* **Assignment**:
All lines from the one with "## This is more" through the last line of the data below should be copied exactly; please add nothing.

Stored data entries
PR #5, opened 2021-09-01
Import seistech frontend repo

SnowNooDLe:
# Import the seistech frontend repo

## This is more about import&export, no need code review as these are from the frontend repo.

Upcoming PR is about making the frontend and intermediate API work. Such as
- Rename middleware to intermediate API
- Update Dockerfile to work in the updated folder structure
    - Install packages from the seistech repo, not from seistech frontend


jasonmotha (approved):
Hmmm, you might actually be earning your lines of code :rofl: 

Thanks for the no need to review notice.

claudio525 (approved):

* **Answer to the problem**:
## This is more about import&export, no need code review as these are from the frontend repo.

Upcoming PR is about making the frontend and intermediate API work. Such as
- Rename middleware to intermediate API
- Update Dockerfile to work in the updated folder structure
    - Install packages from the seistech repo, not from seistech frontend


jasonmotha (approved):
Hmmm, you might actually be earning your lines of code :rofl: 

Thanks for the no need to review notice.

claudio525 (approved):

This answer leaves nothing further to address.